→ **Task to complete**: The full listing below should be returned without a single change.
---------- Exercise material ----------
PR #1004, opened 2020-10-21
Allow linking to a specific label in issues as well.

### LINKED ISSUE #1003: Bug in rule “headers.mailing-list”: [No mailing list found]
This bug used to exist, was fixed, and seems to have broken again. The link to GitHub is not recognized.

 I think this is because the checker assumes `one repo per spec` and CSSWG has one repo for all specs and uses GitHub labels.

And it sees this

```
<dt>Issue Tracking:
     <dd><a href="#issues-index">Inline In Spec</a>
     <dd><a href="https://github.com/w3c/csswg-drafts/labels/css-highlight-api-1">GitHub Issues</a>
```

Mind you there is also this, which seems to be the expected form

```
<p><a href="https://github.com/w3c/csswg-drafts/issues">GitHub Issues</a> are preferred for discussion of this specification.
    When filing an issue, please put the text “css-highlight-api” in the title,
    preferably like this:
    “[css-highlight-api] <i data-lt>…summary of comment…</i>”.
```

Found [while checking `https://www.w3.org/TR/2020/WD-css-highlight-api-1-20201022/`](https://www.w3.org/pubrules/?url=https%3A%2F%2Fwww.w3.org%2FTR%2F2020%2FWD-css-highlight-api-1-20201022%2F&profile=FPWD&validation=simple-validation&noRecTrack=false&informativeOnly=false&echidnaReady=false&patentPolicy=pp2004).

tabatkins:
Closes #1003

### DIFF
--- a/lib/rules/headers/mailing-list.js
+++ b/lib/rules/headers/mailing-list.js
@@ -30,7 +30,7 @@ exports.check = function (sr, done) {
                 foundArch = true;
                 return;
             }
----------
→ **Answer for the task**:
PR #1004, opened 2020-10-21
Allow linking to a specific label in issues as well.

### LINKED ISSUE #1003: Bug in rule “headers.mailing-list”: [No mailing list found]
This bug used to exist, was fixed, and seems to have broken again. The link to GitHub is not recognized.

 I think this is because the checker assumes `one repo per spec` and CSSWG has one repo for all specs and uses GitHub labels.

And it sees this

```
<dt>Issue Tracking:
     <dd><a href="#issues-index">Inline In Spec</a>
     <dd><a href="https://github.com/w3c/csswg-drafts/labels/css-highlight-api-1">GitHub Issues</a>
```

Mind you there is also this, which seems to be the expected form

```
<p><a href="https://github.com/w3c/csswg-drafts/issues">GitHub Issues</a> are preferred for discussion of this specification.
    When filing an issue, please put the text “css-highlight-api” in the title,
    preferably like this:
    “[css-highlight-api] <i data-lt>…summary of comment…</i>”.
```

Found [while checking `https://www.w3.org/TR/2020/WD-css-highlight-api-1-20201022/`](https://www.w3.org/pubrules/?url=https%3A%2F%2Fwww.w3.org%2FTR%2F2020%2FWD-css-highlight-api-1-20201022%2F&profile=FPWD&validation=simple-validation&noRecTrack=false&informativeOnly=false&echidnaReady=false&patentPolicy=pp2004).

tabatkins:
Closes #1003

### DIFF
--- a/lib/rules/headers/mailing-list.js
+++ b/lib/rules/headers/mailing-list.js
@@ -30,7 +30,7 @@ exports.check = function (sr, done) {
                 foundArch = true;
                 return;
             }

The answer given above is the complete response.